An interesting thing about the group of truffle-like fungi is that its members are not closely related to one another, but have evolved independently at different times. The closest relative of each truffle-like fungi is a mushroom, and it is these relationships that are the basis of an international genome sequencing project funded by the Joint Genome Institute, which is part of the Department of Energy in the United States.
“Our goal is to compare all these pairs of truffle-like fungi and their mushroom relative,” says David, “to see if we can see if there are any common genomic changes or genetic differences that they all have in common, so we can look to see if there are similar mechanisms that are allowing these things to evolve.”
“From our initial project with one fungal pair in New Zealand, we’ve got some draft sequences that are looking interesting,” says Chris Brown from the University of Otago’s Biochemistry Department. “But now we’ve gone to a consortium with people from Australia, the United States and Europe, and we’ve got funding from the Joint Genome Institute who are trying to sequence 1000 fungal genomes [around the world], and they’ve funded $800,000 worth of sequencing. We’ll be looking at 12 different pairs in New Zealand and looking for commonalities in the evolutionary process.”

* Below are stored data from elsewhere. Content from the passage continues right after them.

PR #412, opened 2020-04-29
[aws-api] Fix JsonParseException when parsing null path in Error object

richardmcclellan:
*Description of changes:* Fixes a bug where a `JsonParseException` is thrown if `path` on an error object is null.  `path` is not required, so no exception should be thrown.

### DIFF
--- a/aws-api/src/test/resources/error-null-properties.json
+++ b/aws-api/src/test/resources/error-null-properties.json
@@ -1,0 +1,15 @@
+{
+  "data": {
+    "listTodos": null
+  },
+  "errors": [
+    {
+      "path": null,
+      "data": null,
+      "errorType": null,
+      "errorInfo": null,
+      "locations": null,
+      "message": "the message"
+    }
+  ]
+}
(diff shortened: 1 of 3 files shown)


aws-api/src/test/resources/error-null-properties.json
```diff
@@ -0,0 +1,15 @@
...
+  "data": {
+    "listTodos": null
+  },
+  "errors": [
+    {
+      "path": null,
+      "data": null,
+      "errorType": null,
+      "errorInfo": null,
+      "locations": null,
```
jamesonwilliams, line 11: Out of curiosity, you did observe this in a real world AppSync response, in the field? Should we file a bug and ask them to not send null-valued fields?

richardmcclellan: I did observe "path" : null in a response I got a few days ago.  Unfortunately I can't remember now exactly what that error was.  

I suppose it would be better to just not include null-valued fields, though I don't think the [GraphQL spec](https://spec.graphql.org/June2018/#sec-Errors) is explicit one way or the other.  Regardless though, the client should ignore null-valued fields, not throw an exception, which is what was happening.

PR #416, opened 2020-04-30
[aws-datastore] Implement DataStore clear feature

rjuliano:
*Issue #, if available:*

*Description of changes:*

# DataStore clear
Adding clear method to the DataStore plugin.

The intent of the functionality of the clear method is to blow away the entire underlying data store and reset it as needed. The current implementation of the DataStore plugin uses SQLite for the implementation of the LocalStorageAdapter interface.

## Summary of changes

* Added `clear` method to the `DataStoreCategory`, `DataStoreCategoryBehavior`, and `LocalStorageAdapter`
* Implement `clear` for `AWSDataStorePlugin`. It stops the orchestrator, invokes the clear method of the storage adapter, ~~and restarts the orchestrator~~.  The orchestrator is not restarted right away; instead, it is restarted upon the next interaction with the DataStore category.
* Implement `clear` for `SQLiteStorageAdapter`. 
  * The implementation closes the adapter and the current handle to the DB connection. Then it deletes the database file using the context and attempts to re-initialize the adapter.
   * Keep a reference to the `Context` object received in the `configure` method so we can use it to get access to the database file for clearing.

* Updated some of the test classes that are used to create a synchronous interface to the storage adapter.


jamesonwilliams:
I think if you `git rebase --pull origin master` or `git merge origin/master`, the integ tests should be ~passing now. @raphkim [\@Ignore'd the broken REST API tests, here](https://github.com/aws-amplify/amplify-android/pull/411/files).

aws-datastore/src/androidTest/java/com/amplifyframework/datastore/storage/SynchronousStorageAdapter.java
```diff
@@ -285,4 +286,14 @@ public void terminate() throws DataStoreException {
             asyncDelegate.observe(emitter::onNext, emitter::onError, emitter::onComplete)
         );
     }
+
+    /**
+     * Invokes the clear method of the underlying adapter and
+     * either completes or throws an exception.
+     */
+    public void clear() {
+        Completable.fromObservable(emitter -> {
```
jamesonwilliams, line 295: Ah yea, good call. The `Await.result(...)` thing could basically be replaced with a `Single` and a `blockingGet()`. At the time I wrote `Await.result(...)` we hadn't started using `Rx` from the tests across different modules. Here in the DataStore tests, its doubly okay, though, since the actual _source code_ uses Rx.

Chris says a European team sequenced the edible black truffle, and they found that although it had a large genome for a fungus, it had fewer functional genes than most fungi. Those 7500 functional genes “sort of pushed it into that ecological niche, as it can’t break down carbohydrates on its own and needs to be symbiotic with the plant. I think that’s one of the processes we’ll be seeing in the evolution to the truffle-like mode of growth.”
The University of Otago team of David Orlovich, Chris Brown and Tina Summerfield are trying to identify 12 New Zealand fungal pairs, and then collect and cultivate them to be able to have uncontaminated material to work with.
The Joint Genome Institute project is the Fungal Evolution of Truffle-Like Bodies: Acquisition of the sequestrate (truffle like) habit by basidiomycete macrofungi.